Discipline of Nutrition, Faculty of Medical and Health Sciences, The University of Auckland, Auckland, New Zealand.
Hum Immunol. 2010 Jun;71(6):602-9. doi: 10.1016/j.humimm.2010.03.003. Epub 2010 Apr 8.
Recent genome-wide association studies have provided evidence for the involvement of 3p21 in the pathogenesis of Crohn's disease (CD). Here we attempted to validate the 3p21 region in a well characterized CD case-control New Zealand dataset of 329 CD patients and 521 controls by genotyping tagging single nucleotide polymorphisms (SNPs) across this region. Analysis revealed significant differences between patients and controls for six of 14 SNPs: rs9874472, rs1800668, rs11716445, rs4283605, rs2131109, and rs6446298. Five of these demonstrated strong interaction with CARD15 and phenotypic analysis demonstrated association of these SNPs with age at first diagnosis, CD location, CD behavior and requirement of bowel resection. The results from this study support the accumulating evidence that suggests the 3p21 region is a CD-associated locus, although it remains unclear which is the causative SNP and/or gene.
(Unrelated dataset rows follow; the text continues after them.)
PR #531, opened 2026-07-23
Nest a pasted table into the table cell the caret is in (issue #528)

semimikoh:
## Summary

Pasting a table while the caret is **inside a table cell** did nothing (issue
#528). Now it nests the pasted table into that cell, matching the **Insert
Table** command and Google Docs / Word.

This PR lands both the design note and its implementation on the same branch.

**Root cause:** `insertBlocks` (`packages/docs/src/view/text-editor.ts`) inserted
a single pasted `table` block with the body-only `getBlockIndex` +
`insertBlockAt`. `EditContext` has no `'cell'` value and `getContextBlocks()`
returns only body/header/footer, so a cell target was never resolved and nothing
was inserted. The **Insert Table** command already nests via `isInCell` + a
cell-aware insert (`insertTableInCell`); the paste path just wasn't wired to it.

**Implementation:**

- `Doc.insertBlockAfter(siblingId, block)` — region/cell-aware insertion,
  delegating to the store's `findBlockInAnyArray`-backed `insertBlockAfter`
  (inserts after the sibling wherever it lives: body, header, footer, or cell).
- `cloneBlockWithFreshIds(block)` — deep-clone a (possibly nested) table with
  every block id regenerated, so a paste is independent of its source and shares
  no cell ids. This also mitigates the shared-id misroute described in #333.
- `insertBlocks`' single-table branch: when the caret is in a cell, nest via
  `insertBlockAfter`; otherwise keep the body path. The pasted table always gets
  fresh ids, and the caret lands in its first cell.

## Why

The in-cell nesting capability already existed (`insertTable` uses it); the paste
path simply wasn't wired to it. Reusing the existing `isInCell` / cell-aware
insert primitives keeps the change small and consistent with `insertTable`,
rather than reworking `EditContext` to add a first-class cell context.

Distinct from #333, which is about input being misrouted *after* pasting an
already-nested table into the body; this issue is that pasting a table into a
cell didn't nest at all.

## Linked Issues

Fixes #528

## Author checklist

- [x] I searched existing issues and PRs and confirmed this is not a duplicate.
- [x] I read every line of this diff and can explain why each change is necessary.
- [x] Changes follow the conventions in the touched packages; any deviations are explained in *Why* above.
- [x] If AI tools assisted with this PR, I noted where in *Notes for Reviewers* below.

## Verification

- [ ] verify:self — CI comment shows ✅
- [ ] verify:integration — CI comment shows ✅

Local `pnpm verify:fast` runs green.

## Test plan

[...]

Issue #528, opened 2026-07-23
Pasting a table into a table cell isn't nested


semimikoh:
### What happened:

Pasting a table while the caret is **inside a table cell** does not nest the
table into that cell. The pasted table does not appear in the clicked cell —
the paste has no visible effect.

Creating a nested table with the **Insert Table** command works correctly (the
new table nests inside the cell) — only the **paste** path is affected. So the
in-cell nesting capability exists; paste just doesn't use it.

### What you expected to happen:

Pasting a table into a table cell should **nest it into that cell**, matching:

- what the **Insert Table** command already does when the caret is inside a cell, and
- Google Docs / Word behavior.

The pasted table should appear inside the clicked cell, with the caret landing
in the first cell of the pasted table.

### How to reproduce it (as minimally and precisely as possible):

1. Open a document on https://wafflebase.io/
2. Insert a table (call it the outer table)
3. Somewhere else, insert another table, select it, and copy it (Cmd + C)
4. Click into a cell of the outer table (caret is now inside the cell)
5. Paste (Cmd + V)
6. **Expected:** the copied table nests inside the clicked cell
7. **Actual:** nothing happens — the table is not inserted into the cell

### Anything else we need to know?:

- Localized to the paste path. `insertBlocks` in
  `packages/docs/src/view/text-editor.ts` handles a single pasted `table` block
  with the **body-only** `getBlockIndex` + `insertBlockAt`. These don't account
  for the caret being inside a cell — `EditContext` is only
  `'body' | 'header' | 'footer'` (no cell context), and `getContextBlocks()`
  returns only body/header/footer blocks. So a cell target isn't resolved and
  the table isn't inserted into the cell.
- By contrast, the `insertTable` command already detects the cell via
  `layout.blockParentMap` and routes to `insertTableInCell`, so nesting works
  there. The fix is to apply the same cell detection in the paste path
  (`insertBlocks`).
- This is **distinct from #333**, which is about input being misrouted *after*
  pasting an already-nested table into the body. This issue is that pasting a
  table into a cell doesn't nest at all.
- AI assistance: root-cause analysis and phrasing with Claude Code (Claude Opus
  4.8). I observed the behavior myself.

### Environment:

- Operating system: macOS Sonoma 14.6
- Browser and version: Chrome (arm64)

PR #597, opened 2026-07-30
Extend paste-into-cell design note to cover #333

### LINKED ISSUE #333: Pasted nested tables misroute text input to the original table
### What happened:

When a table containing nested tables is copied and pasted, text input on the pasted table is misrouted. The pattern depends on the nesting depth of the cell being clicked:

- **In the innermost (deepest) nested table of the pasted copy**: the caret cannot enter the cell at all — clicking does nothing and no input is accepted. Typing is impossible.
- **In all levels above the deepest one**: the caret **does** enter the clicked cell of the pasted copy (visual selection and caret position look correct), but typed characters are still inserted into the corresponding cell of the **original** table — not the pasted one the user is clicking on. So the caret is in the right place visually, but the input destination is wrong.

This happens with both 2-level and 3-level nesting:

- **2-level nesting** (table → table): the level-2 table on the pasted copy rejects the caret entirely; the level-1 cells accept the caret but route input to the original.
- **3-level nesting** (table → table → table): the level-3 table on the pasted copy rejects the caret entirely; levels 1 and 2 accept the caret but route input to the original.

So the rule appears to be: the **deepest nested table** of the paste never receives focus, and **all levels above it accept the caret visually but leak the actual input to the source table**.

This suggests that the pasted nested tables share internal cell identifiers (or event target references) with the source, and that identifier handling fails entirely for the deepest level.

Each table produced by paste should be a fully independent instance with its own cell identifiers and event handlers. Clicking and typing into any cell of the pasted table (at any nesting level) should:

- Place the caret in the clicked cell of the pasted table.
- Insert text into that pasted cell only, with no effect on the original table.

**2-level case:**

2. Insert a table (level 1)
3. Inside a cell of the level 1 table, insert another table (level 2)
4. Select the outermost level 1 table and copy it (Cmd + C)
5. Paste it into another location in the document (Cmd + V)
6. Click into a cell of the pasted **level 2** table → the caret does not enter, no input is accepted
7. Click into a cell of the pasted **level 1** table (outside the level 2 table) and type → the caret is visually placed in the pasted cell, but typed characters appear in the corresponding cell of the **original** level 1 table

**3-level case:**

1. Same setup but add a level 3 table inside a level 2 cell
2. Copy and paste the outermost level 1 table
3. Click into a cell of the pasted **level 3** table → the caret does not enter, no input is accepted
4. Click into a cell of the pasted **level 2** table and type → caret is visually placed in the pasted level-2 cell, but characters appear in the **original** level 2 cell
5. Click into a cell of the pasted **level 1** table and type → caret is visually placed in the pasted level-1 cell, but characters appear in the **original** level 1 cell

最近的全基因组关联研究为 3p21 在克罗恩病(CD)发病机制中的作用提供了证据。在这里,我们通过对该区域的标签单核苷酸多态性(SNP)进行基因分型,试图在一个具有良好特征的新西兰 329 例 CD 病例对照数据集(521 名对照)中验证 3p21 区域。分析显示,在 14 个 SNP 中,有 6 个 SNP 在患者和对照组之间存在显著差异:rs9874472、rs1800668、rs11716445、rs4283605、rs2131109 和 rs6446298。其中 5 个与 CARD15 具有强烈的相互作用,表型分析表明这些 SNP 与首次诊断的年龄、CD 位置、CD 行为和肠切除术的需求有关。这项研究的结果支持了越来越多的证据,表明 3p21 区域是一个与 CD 相关的基因座,尽管尚不清楚哪个是致病 SNP 和/或基因。